_Input data_
PR #17, opened 2019-06-13
Add `withCustomDb` to allow running commands under custom DB connections; add NOT NULL constraint by default for non-Option non-custom types

moigagoo:


JohnAD:
I like it. Here is an idea to make it look cleaner. Rather than have the four parameters, you could have it passed in as an object.

so,

```nim
other_db = dbConnect("postgres", "postgres", "", "postgress")  # returns an object

withCustomDb(other_db):
  createTables(force=true)
```

it could also be invoked directly:

```nim
withCustomDb(dbConnect("postgres", "postgres", "", "postgress")):
  createTables(force=true)
```

JohnAD:
Or it could be made universal:

```nim
main_db = dbParameters("postgres", "postgres", "", "postgress")
other_db = dbParameters("postgres2", "postgres", "", "postgress")

db(main_db):
  type
    User = object
      age: int
      name {.
        formatIt: capitalize(it)
      .}: string

withDb:
  createTables(force=true)
withDb(other_db):  # two templates with same name for compile-time detection 
  createTables(force=true)
```

moigagoo:
I tried that first. There's a problem with this solution: you can't reopen closed connections. In fact, I really wanted to pass DbConn to db when I first wrote it. I also wanted there to be a way to reuse persistent connections. But that turned out to be unsafe and inconvenient.

Установить Outlook для iOS<https://aka.ms/o0ukef>
________________________________
От: John Dupuy <notifications@github.com>
Отправлено: Thursday, June 13, 2019 7:07:43 PM
Кому: moigagoo/norm
Копия: Constantine Molchanov; Author
Тема: Re: [moigagoo/norm] Add `withCustomDb` to allow running commands under custom DB connections. (#17)


I like it. Here is an idea to make it look cleaner. Rather than have the four parameters, you could have it passed in as an object.

so,

other_db = dbConnect("postgres", "postgres", "", "postgress")  # returns an object

withCustomDb(other_db):
  createTables(force=true)

it could also be invoked directly:

withCustomDb(dbConnect("postgres", "postgres", "", "postgress")):
  createTables(force=true)

JohnAD:
Ah, I didn't know that. I'm might play around with it some more then.

moigagoo:
I'm going to merge this one if you approve of the code despite the design decision (I promise, it's a necessary evil 😊).

Установить Outlook для iOS<https://aka.ms/o0ukef>
________________________________
От: John Dupuy <notifications@github.com>
Отправлено: Thursday, June 13, 2019 7:24:53 PM
Кому: moigagoo/norm
Копия: Constantine Molchanov; Author
Тема: Re: [moigagoo/norm] Add `withCustomDb` to allow running commands under custom DB connections. (#17)


Ah, I didn't know that. I'm might play around with it some more then.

_Task to complete_
Write out again only the lines from the one with "Отправлено: Thursday, June 13, 2019 7:07:43" through the last line of the records above. Keep every word as it stands.

_Problem solution_
Отправлено: Thursday, June 13, 2019 7:07:43 PM
Кому: moigagoo/norm
Копия: Constantine Molchanov; Author
Тема: Re: [moigagoo/norm] Add `withCustomDb` to allow running commands under custom DB connections. (#17)


I like it. Here is an idea to make it look cleaner. Rather than have the four parameters, you could have it passed in as an object.

so,

other_db = dbConnect("postgres", "postgres", "", "postgress")  # returns an object

withCustomDb(other_db):
  createTables(force=true)

it could also be invoked directly:

withCustomDb(dbConnect("postgres", "postgres", "", "postgress")):
  createTables(force=true)

JohnAD:
Ah, I didn't know that. I'm might play around with it some more then.

moigagoo:
I'm going to merge this one if you approve of the code despite the design decision (I promise, it's a necessary evil 😊).

Установить Outlook для iOS<https://aka.ms/o0ukef>
________________________________
От: John Dupuy <notifications@github.com>
Отправлено: Thursday, June 13, 2019 7:24:53 PM
Кому: moigagoo/norm
Копия: Constantine Molchanov; Author
Тема: Re: [moigagoo/norm] Add `withCustomDb` to allow running commands under custom DB connections. (#17)


Ah, I didn't know that. I'm might play around with it some more then.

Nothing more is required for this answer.